No hay fin siempre hay más – Capítulo XVII

El Infierno es como una sala de espera para los espíritus. Se parece al largo sueño de los hombres, empezó el ojo siberiano. El Infierno puede ser un lugar de transición o el último derrotero de un espíritu. En principio, eso depende de Satanás. Él tiene que dictaminarlo, además de encargarse de los trámites burocráticos correspondientes a la migración de los espíritus. Pero siempre está demasiado ocupado en, ya sabés… drogas, sexo y rocanrol. Así las cosas, continuó el siberiano y puso las manos sobre sus rodillas, tenemos el campo despejado. Solo hay que, y acá reside el mayor de los inconvenientes, aunque también el único, entrenarlo bien. Los dos ojos miraron al unísono a Martín. Tenía los ojos en blanco, le chorreaba un hilo de sangre por la boca y se había cagado encima de los pantalones. Te decía que la muerte, o más bien la espera en el infierno, siguió el siberiano, es como un largo sueño. Por la mente de Martín, ese carozo de aceituna, están sucediéndose, ahora, millones de imágenes oníricas. Bien, escuchame atento, lo que tenés que hacer vos es meterte adentro de esas imágenes e intentar comunicarte con alguien del Mundo. ¡A Pilar! pensó el ojo de Moro. A esa persona le tenés que decir de encontrarse en algún lado, y se lo tenés que decir a través de un sueño. No, no existe otra alternativa. Después, en el momento pactado para el encuentro, dirigí las imágenes oníricas de Martín, tomá el control, agarrá el volante y conducí de modo que se corresponda, esa dimensión, con la realidad del Mundo, que es otra dimensión. Y entonces, cuando veas a esa persona con la que te comunicaste, saltás de un plano a otro, de una dimensión a otra. Del Infierno al Mundo. Volvés. ¿Alguna pregunta? concluyó siberiano, con las piernitas cruzadas. 

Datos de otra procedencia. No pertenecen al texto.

PR #12777, opened 2026-03-22
New policy column FranchisePressure

Hokath:
This was an old idea for an ideology tenet, mirroring the Inquisitor/Underground Sects effect but for Corporations.
Will try to get it working and into Devotion :D


Hokath:
image

success!

PR #731, opened 2020-04-02
Show fullname instead of username in UI auth title

### LINKED ISSUE #726: Add fullname field to graphql authParams
We need to show username (like Tom Chase) instead of username (in cartridge it is email) so I propose to add the fullname field into graphql request. This field we can set to value that the get_user callback returns.

olegrok:
Since "username" is a part of account credentials it's secure
information and should be hidden from public view.
This patch simply changes "username" to "fullname" (if it was
specified) in user's auth params graphql endpoint and auth title
in UI.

            —Sí —respondió el ojo de Moro—. ¿Cómo hago para meterme en los sueños de Martín?

            —Mansa pavada —dijo siberiano—. Solo tenés que hacer esto.

            Saltó del hombro a la oreja de Martín y, acomodándose arriba de la nariz, arrancó uno de los ojos en blanco, lo tiró al piso, donde se incineró al instante, y se metió en la cuenca vacía. Sacó un brazo y saludó al ojo de Moro.